• _Task statement_
A single number is required: how many lines in the data below contain "under".

• _Available records_
PR #5401, opened 2022-06-27
UI Press updates

### LINKED ISSUE #5400: UI Press - Create sale books page
Original: https://www.uipress.uiowa.edu/sale-books

pyrello:
Resolves #5400 

# How to test
- `ddev blt ds --site uipress.uiowa.edu`
- `ddev drush @uipress.local uli /`
- Visit https://uipress.uiowa.ddev.site/seasons and observe 3 columns and typography change.
- Visit https://uipress.uiowa.ddev.site/series and observe 2 columns and typography change.
- Visit https://uipress.uiowa.ddev.site/subjects and observe 3 columns and typography change.
- Visit https://uipress.uiowa.ddev.site/books/sale. Spot check books to make sure that they are displaying a sale price and that they should be on sale.


pyrello:
I'm noticing what appears to be a discrepancy between the books that are showing and that some are not showing a sale price. This seems to indicate a mismatch between the logic that determines which books show up on the page (via Views) and when a sale price is shown in a book type paragraph (`uipress_core_preprocess_paragraph__book_type`). I suspect this might be because of the set timezone not being used to calculate the `$today` variable in the preprocess logic. However, I haven't been able to get it working yet.

cory-skeers:
Checkin' this out.

cory-skeers:
The series page on prod (https://uipress.prod.drupal.uiowa.edu/series) includes a trimmed description as well, which isn't included in the update--was that intentional? Otherwise, the pages check out, and I'm moving on to checking out the sale books.

pyrello:
> The series page on prod (https://uipress.prod.drupal.uiowa.edu/series) includes a trimmed description as well, which isn't included in the update--was that intentional? Otherwise, the pages check out, and I'm moving on to checking out the sale books.

Yeah, we changed it to use fields instead of the teaser specifically to prevent the term description from showing up.

cory-skeers:
Is the ordering on https://www.uipress.uiowa.edu/sale-books randomized on each page load? That's kinda neat. Without that, I would have expected it sorted by publication date, title, or author, but the content authored date is maybe closer to the original's intent.

Also seeing the timezone discrepancy (sale starting today is showing up on the book, but the book isn't appearing in the view. Moving the sale date to starting yesterday or prior, and it appears). My guess is we could maybe do a query alter hook and manually adjust the timecode on one end or the other to compensate whatever timezone weirdness is probably going on, but that feels like a bandage that shouldn't be necessary. 

The sale code is required for a book to appear, but the code isn't required in order to enter a sale. Should that be sale price that's required instead? (you can also get onto the sales view by entering a sale code but no sale price).

Multiple sales on a book (eg sales for both paperback and ebook) result in multiple appearance in the sales view.

cory-skeers:
Pushed an update to aggregate the results for the case of multiple concurrent sales. Other than that, things are looking good and ready to go other than the sale code requirement question and start time discrepancy.

I was thinking about poking at the time thing, but that could also be a followup task if it was important to get this up and available on the prod site.

cory-skeers:
> Also seeing the timezone discrepancy (sale starting today is showing up on the book, but the book isn't appearing in the view. Moving the sale date to starting yesterday or prior, and it appears). My guess is we could maybe do a query alter hook and manually adjust the timecode on one end or the other to compensate whatever timezone weirdness is probably going on, but that feels like a bandage that shouldn't be necessary.

Should debug to find the exact time adjustment needed, but replacing "today" in the inequality in the view with something like "-6 hours" works. Still a bit of a bandage, but at least it's straightforward and self-contained in the view config. Not sure if 6 hours is exactly right, but assuming it is timezone weirdness, it should be 5 or 6 hours for cdt/cst.

joewhitsitt:
For D7 timezone offset, we have used a helper function on a couple of sites (ITS, Content Hub, etc.) which handles the standard/daylight issue.

```
/**
 * Custom function to convert string to time with proper offset.
 *
 * @param string $time
 *   The string date/time to convert.
 *
 * @return string
 *   Formatted time string.
 */
function content_hub_core_tz_offset($time) {
  $time = strtotime($time) + date_offset_get(new DateTime($time));
  return $time;
}
```

pyrello:
> Also seeing the timezone discrepancy (sale starting today is showing up on the book, but the book isn't appearing in the view. Moving the sale date to starting yesterday or prior, and it appears). My guess is we could maybe do a query alter hook and manually adjust the timecode on one end or the other to compensate whatever timezone weirdness is probably going on, but that feels like a bandage that shouldn't be necessary.

I'm surprised that this is an issue. I would have expected Views to be incorporating the timezone by default. I assumed that is why I was previously seeing a discrepancy between what was showing up and the sale price sometimes not being displayed because we were not account for timezone in the logic to display sale price. If anything, if what you are saying is correct, then I would have expected to never discover the timezone issue with the sale price display in the first place because I think everything would have lined up.

Using -6 hours is incorrect based on my reading about handling timezones because the timezone adjustment can change based on the time of year. It might work correctly in our situation, but it is not considered a best practice.

> The sale code is required for a book to appear, but the code isn't required in order to enter a sale. Should that be sale price that's required instead? (you can also get onto the sales view by entering a sale code but no sale price).

This seems like maybe the logic around these is not quite right. Having a sale date without a sale code doesn't seem right. I'm going to check with the customer about it. If we need to, we could potentially add another filter group and set an or condition where either the code or the price are filled in.

cory-skeers:
> Using -6 hours is incorrect based on my reading about handling timezones because the timezone adjustment can change based on the time of year. It might work correctly in our situation, but it is not considered a best practice.

I think Joe's helper function should be accurate and account for the changes throughout the year, and using it in a query alter hook. Otherwise just doing -6 or -5 hours gets it close, but it won't be 100% accurate.

I'm also surprised it's even an issue with Views, and haven't looked for any drupal.org issues on it yet. Maybe there's something there rather than us sorting it out.

cory-skeers:
Debugging and looking at the query, the time it is using for 'today' is '2022-06-29T19:00:00'. Not sure where that value is being provided. By the time the comparison gets made, that value gets chopped to just '%Y-%m-%d', which is the same format and only value that is stored at the field level.

pyrello:
> Debugging and looking at the query, the time it is using for 'today' is '2022-06-29T19:00:00'. Not sure where that value is being provided. By the time the comparison gets made, that value gets chopped to just '%Y-%m-%d', which is the same format and only value that is stored at the field level.

When you say "Debugging and looking at the query," do you mean the views query? If so, the 'today' value is what I set as the relative date value. I was under the (possibly mistaken) impression that that would give me something like 'Y-m-d 00:00:00'.

cory-skeers:
> When you say "Debugging and looking at the query," do you mean the views query? If so, the 'today' value is what I set as the relative date value. I was under the (possibly mistaken) impression that that would give me something like 'Y-m-d 00:00:00'.

Yep, the views query. I added a query alter hook with a breakpoint, and was looking at the conditions before they're sent to the database using xdebug. It starts as 'Y-m-d 00:00:00' in the Sql.php Views plugin, with the correct date, but somewhere along the line between that and the final query condition, it's ending up as 'Y-m-d 19:00:00 with yesterday's date. I assume, then, that the timezone offset is being applied twice, since the end date is 5 hours behind, which would match CDT if it adjusted (correctly) and then adjusted an extra time.

pyrello:
And here I thought this was going to be so simple, I could just sneak it in as unplanned work :|

From what you are saying it appears like it is applying the TZ offset after setting the date to Y-m-d 00:00:00, which is not what we want. Essentially, for this we want it to ignore the timezone offset because it incorrectly changes our "relative" date.

pyrello:
It seems like this might be at play here: https://www.drupal.org/project/drupal/issues/2647292. I might poke at this a bit later.

pyrello:
To recreate the issue of views relative filter + timezone issue:
1. Follow setup instructions above
2. Add a book: https://uipress.uiowa.ddev.site/node/add/book
3. Set a sale price and code
4. Set the sale start date as the current date
5. View the sale page: https://uipress.uiowa.ddev.site/books/sale
6. Not sure it matters, but just to make sure its not the reason: `ddev drush @uipress.local cr`
7. We are expecting the new book to not show up

cory-skeers:
I'm not sure if the patch effects it or not, but using 'now' as the relative time seems to work correctly, but 'today' still has the strange offset. Still debugging to see if there's a straightforward way to fix this, but when using 'now' the Date.php views filter assigns `$this->calculateOffset = FALSE;` so that it doesn't do any timezone adjustment later, but this doesn't happen when using 'today'.

pyrello:
> I'm not sure if the patch effects it or not, but using 'now' as the relative time seems to work correctly, but 'today' still has the strange offset. Still debugging to see if there's a straightforward way to fix this, but when using 'now' the Date.php views filter assigns `$this->calculateOffset = FALSE;` so that it doesn't do any timezone adjustment later, but this doesn't happen when using 'today'.

@cory-skeers When you say it works, do you mean it works in that the offset doesn't happen? Or that it works in terms of the view works the way it is supposed to?

cory-skeers:
> @cory-skeers When you say it works, do you mean it works in that the offset doesn't happen? Or that it works in terms of the view works the way it is supposed to?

• _Solved exercise_
2